[Collected data]
PR #9078, opened 2026-08-28
Fix GHSA-x6pr-233j-x5cw: warn before executing an FL-provisioned bundle config

garciadias:
## Summary

Fixes GHSA-x6pr-233j-x5cw: https://github.com/Project-MONAI/MONAI/security/advisories/GHSA-x6pr-233j-x5cw
Also closes GHSA-wvpx-5qmp-46g3: https://github.com/Project-MONAI/MONAI/security/advisories/GHSA-wvpx-5qmp-46g3

`MonaiAlgo`/`MonaiAlgoStats` run a bundle whose entire app directory is provisioned by the FL system. `initialize(extra)` resolves `bundle_root = os.path.join(extra[APP_ROOT], self.bundle_root)` — `APP_ROOT` is supplied by the aggregation server — then builds a `ConfigWorkflow` over `<app_root>/configs/train.json` and runs its `initialize` expressions. Because FL tasks are dispatched per round and executed with no human in the loop, a malicious or compromised server gets silent code execution on every participating client.

The `UserWarning` added in #9057 for GHSA-873f-pvrv-4x83 lives in `create_workflow()`. This path never calls it — `MonaiAlgo` constructs `ConfigWorkflow` directly — so nothing warned here at all.

### Design

Executing the config stays unblocked, for the same reason the `trust_remote_code` flag was dropped from #9057: MONAI has no mechanism to establish whether a bundle is trustworthy, so a flag mostly teaches operators to set it once and forget about it. Both `initialize()` methods now warn, naming the trust boundary (`extra[APP_ROOT]`) and the absence of per-round human interaction.

The one behaviour change is narrowly scoped, and it targets the sink with no functional role in FL. `ConfigWorkflow` defaults `logging_file` to the bundle's own `configs/logging.conf` and passes it to `logging.config.fileConfig`, which `eval()`s the INI's `class=`/`args=` fields. That is code execution at construction time, before any config is parsed, and it hides in a plain INI rather than the MONAI `$`-DSL — easy to miss when reviewing a bundle. The FL client now treats `extra[ExtraItems.LOGGING_FILE]` as `False` both when the key is absent and when it is explicitly `None`, so a server-written `logging.conf` is never applied. `None` needs the same treatment as absent because it was the pre-PR default and `ConfigWorkflow` reads it as "fall back to the bundle's own `configs/logging.conf`" — exactly the file this change exists to keep away from `fileConfig`. An FL system that wants bundle logging passes an explicit path, through the key that already exists for it.

The `fileConfig` warning sits inside the branch that actually calls it, not at the top of `__init__`. That keeps it truthful (nothing runs when the file is absent or logging is disabled, both common) and avoids double-warning callers who already got the `create_workflow()` warning, which is about `_target_`/`$` rather than the INI.

### Changes

- `monai/fl/client/monai_algo.py`: warning in both `initialize()` methods; `ExtraItems.LOGGING_FILE` treated as `False` when absent or explicitly `None`; security notes on both class docstrings; both `initialize()` docstrings rewritten for the new default (this also fixes a `diable` typo).
- `monai/bundle/workflows.py`: `_warn_logging_file_execution()` called immediately before each of the two `fileConfig` invocations; `logging_file` docstring entries updated on `BundleWorkflow`, `PythonicWorkflow` and `ConfigWorkflow`.
- `tests/fl/monai_algo/test_fl_monai_algo.py`: `TestFLMonaiAlgoWarnsOnProvisionedConfig` — stages an app whose `train.json` and `logging.conf` each drop a distinct marker, for both `MonaiAlgo` and `MonaiAlgoStats`. Asserts the config still executes with the advisory warning; that the server's `logging.conf` no longer does, whether the key is absent or explicitly `None`; that an explicit path opts back in; and that no `fileConfig` warning fires when nothing is executed.
- `tests/bundle/test_bundle_workflow.py`: `TestConfigWorkflowWarnsOnLoggingConf` — a bundle's default `configs/logging.conf` warns and still applies; `logging_file=False` neither warns nor applies it.

Both new test classes snapshot and restore the root logger, closing any handler `fileConfig` installs. The suite runs in one process, so without that they would leak a root handler and formatter into every test that follows.

## Test plan

- [x] `python -m unittest tests.fl.monai_algo.test_fl_monai_algo` — 17 passed
- [x] `python -m unittest tests.fl.test_fl_monai_algo_stats` — 3 passed
- [x] `python -m unittest tests.bundle.test_bundle_workflow.TestConfigWorkflowWarnsOnLoggingConf` — 2 passed
- [x] `python -m unittest tests.bundle.test_bundle_download.TestLoadWarnsOnConfigExecution` — 6 passed, no double-warn regression on the #9057 fix
- [x] Each new assertion checked against the unpatched code first — the advisory's payload writes its marker via the bundle config and via `logging.conf` before the change, and only via the bundle config after it
- [x] Root logger verified identical before and after both new test classes run
- [x] `black`, `isort`, `ruff` clean on the changed files

### Types of changes

The breaking-change box is for the `LOGGING_FILE` default only: an FL deployment relying on the bundle shipping its own `logging.conf` now has to pass the path explicitly. Everything else is additive.

### DIFF
--- a/tests/bundle/test_bundle_workflow.py
+++ b/tests/bundle/test_bundle_workflow.py
@@ -11,11 +11,13 @@
 
 from __future__ import annotations
 
+import json
 import os
 import shutil
 import sys
 import tempfile
 import unittest
+import warnings
 from copy import deepcopy
 from pathlib import Path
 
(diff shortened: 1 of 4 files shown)


tests/bundle/test_bundle_workflow.py
```diff
@@ -268,5 +271,84 @@ def test_create_pythonic_workflow(self):
...
+        with tempfile.TemporaryDirectory() as tempdir:
+            configs = os.path.join(tempdir, "configs")
+            os.makedirs(configs)
+            marker = os.path.join(tempdir, "PWNED")
+            with open(os.path.join(configs, "train.json"), "w") as f:
+                json.dump({"initialize": []}, f)
+            # `fileConfig` eval()s the `class=` field, so the tuple subscript runs the payload and
+            # still yields a usable handler class.
+            with open(os.path.join(configs, "logging.conf"), "w") as f:
+                f.write(
```
ericspod, line 316: Another way of printing multi-line files is to put the text into a """ """ multi-line string and use [dedent to get the indentation right](https://github.com/Project-MONAI/MONAI/blob/fd8a819e7e550c1458cd66dda785d21be01b2521/monai/bundle/scripts.py#L1841).

ericspod (approved):
Looks good to me. Maybe we should think about a safe implementation of fileConfig? At least check a file for safe values along the lines of safe_eval.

*Goal of the exercise*.
Each record is to be retyped exactly as it appears.

*Task solution*.
PR #9078, opened 2026-08-28
Fix GHSA-x6pr-233j-x5cw: warn before executing an FL-provisioned bundle config

garciadias:
## Summary

Fixes GHSA-x6pr-233j-x5cw: https://github.com/Project-MONAI/MONAI/security/advisories/GHSA-x6pr-233j-x5cw
Also closes GHSA-wvpx-5qmp-46g3: https://github.com/Project-MONAI/MONAI/security/advisories/GHSA-wvpx-5qmp-46g3

`MonaiAlgo`/`MonaiAlgoStats` run a bundle whose entire app directory is provisioned by the FL system. `initialize(extra)` resolves `bundle_root = os.path.join(extra[APP_ROOT], self.bundle_root)` — `APP_ROOT` is supplied by the aggregation server — then builds a `ConfigWorkflow` over `<app_root>/configs/train.json` and runs its `initialize` expressions. Because FL tasks are dispatched per round and executed with no human in the loop, a malicious or compromised server gets silent code execution on every participating client.

The `UserWarning` added in #9057 for GHSA-873f-pvrv-4x83 lives in `create_workflow()`. This path never calls it — `MonaiAlgo` constructs `ConfigWorkflow` directly — so nothing warned here at all.

### Design

Executing the config stays unblocked, for the same reason the `trust_remote_code` flag was dropped from #9057: MONAI has no mechanism to establish whether a bundle is trustworthy, so a flag mostly teaches operators to set it once and forget about it. Both `initialize()` methods now warn, naming the trust boundary (`extra[APP_ROOT]`) and the absence of per-round human interaction.

The one behaviour change is narrowly scoped, and it targets the sink with no functional role in FL. `ConfigWorkflow` defaults `logging_file` to the bundle's own `configs/logging.conf` and passes it to `logging.config.fileConfig`, which `eval()`s the INI's `class=`/`args=` fields. That is code execution at construction time, before any config is parsed, and it hides in a plain INI rather than the MONAI `$`-DSL — easy to miss when reviewing a bundle. The FL client now treats `extra[ExtraItems.LOGGING_FILE]` as `False` both when the key is absent and when it is explicitly `None`, so a server-written `logging.conf` is never applied. `None` needs the same treatment as absent because it was the pre-PR default and `ConfigWorkflow` reads it as "fall back to the bundle's own `configs/logging.conf`" — exactly the file this change exists to keep away from `fileConfig`. An FL system that wants bundle logging passes an explicit path, through the key that already exists for it.

The `fileConfig` warning sits inside the branch that actually calls it, not at the top of `__init__`. That keeps it truthful (nothing runs when the file is absent or logging is disabled, both common) and avoids double-warning callers who already got the `create_workflow()` warning, which is about `_target_`/`$` rather than the INI.

### Changes

- `monai/fl/client/monai_algo.py`: warning in both `initialize()` methods; `ExtraItems.LOGGING_FILE` treated as `False` when absent or explicitly `None`; security notes on both class docstrings; both `initialize()` docstrings rewritten for the new default (this also fixes a `diable` typo).
- `monai/bundle/workflows.py`: `_warn_logging_file_execution()` called immediately before each of the two `fileConfig` invocations; `logging_file` docstring entries updated on `BundleWorkflow`, `PythonicWorkflow` and `ConfigWorkflow`.
- `tests/fl/monai_algo/test_fl_monai_algo.py`: `TestFLMonaiAlgoWarnsOnProvisionedConfig` — stages an app whose `train.json` and `logging.conf` each drop a distinct marker, for both `MonaiAlgo` and `MonaiAlgoStats`. Asserts the config still executes with the advisory warning; that the server's `logging.conf` no longer does, whether the key is absent or explicitly `None`; that an explicit path opts back in; and that no `fileConfig` warning fires when nothing is executed.
- `tests/bundle/test_bundle_workflow.py`: `TestConfigWorkflowWarnsOnLoggingConf` — a bundle's default `configs/logging.conf` warns and still applies; `logging_file=False` neither warns nor applies it.

Both new test classes snapshot and restore the root logger, closing any handler `fileConfig` installs. The suite runs in one process, so without that they would leak a root handler and formatter into every test that follows.

## Test plan

- [x] `python -m unittest tests.fl.monai_algo.test_fl_monai_algo` — 17 passed
- [x] `python -m unittest tests.fl.test_fl_monai_algo_stats` — 3 passed
- [x] `python -m unittest tests.bundle.test_bundle_workflow.TestConfigWorkflowWarnsOnLoggingConf` — 2 passed
- [x] `python -m unittest tests.bundle.test_bundle_download.TestLoadWarnsOnConfigExecution` — 6 passed, no double-warn regression on the #9057 fix
- [x] Each new assertion checked against the unpatched code first — the advisory's payload writes its marker via the bundle config and via `logging.conf` before the change, and only via the bundle config after it
- [x] Root logger verified identical before and after both new test classes run
- [x] `black`, `isort`, `ruff` clean on the changed files

### Types of changes

The breaking-change box is for the `LOGGING_FILE` default only: an FL deployment relying on the bundle shipping its own `logging.conf` now has to pass the path explicitly. Everything else is additive.

### DIFF
--- a/tests/bundle/test_bundle_workflow.py
+++ b/tests/bundle/test_bundle_workflow.py
@@ -11,11 +11,13 @@
 
 from __future__ import annotations
 
+import json
 import os
 import shutil
 import sys
 import tempfile
 import unittest
+import warnings
 from copy import deepcopy
 from pathlib import Path
 
(diff shortened: 1 of 4 files shown)


tests/bundle/test_bundle_workflow.py
```diff
@@ -268,5 +271,84 @@ def test_create_pythonic_workflow(self):
...
+        with tempfile.TemporaryDirectory() as tempdir:
+            configs = os.path.join(tempdir, "configs")
+            os.makedirs(configs)
+            marker = os.path.join(tempdir, "PWNED")
+            with open(os.path.join(configs, "train.json"), "w") as f:
+                json.dump({"initialize": []}, f)
+            # `fileConfig` eval()s the `class=` field, so the tuple subscript runs the payload and
+            # still yields a usable handler class.
+            with open(os.path.join(configs, "logging.conf"), "w") as f:
+                f.write(
```
ericspod, line 316: Another way of printing multi-line files is to put the text into a """ """ multi-line string and use [dedent to get the indentation right](https://github.com/Project-MONAI/MONAI/blob/fd8a819e7e550c1458cd66dda785d21be01b2521/monai/bundle/scripts.py#L1841).

ericspod (approved):
Looks good to me. Maybe we should think about a safe implementation of fileConfig? At least check a file for safe values along the lines of safe_eval.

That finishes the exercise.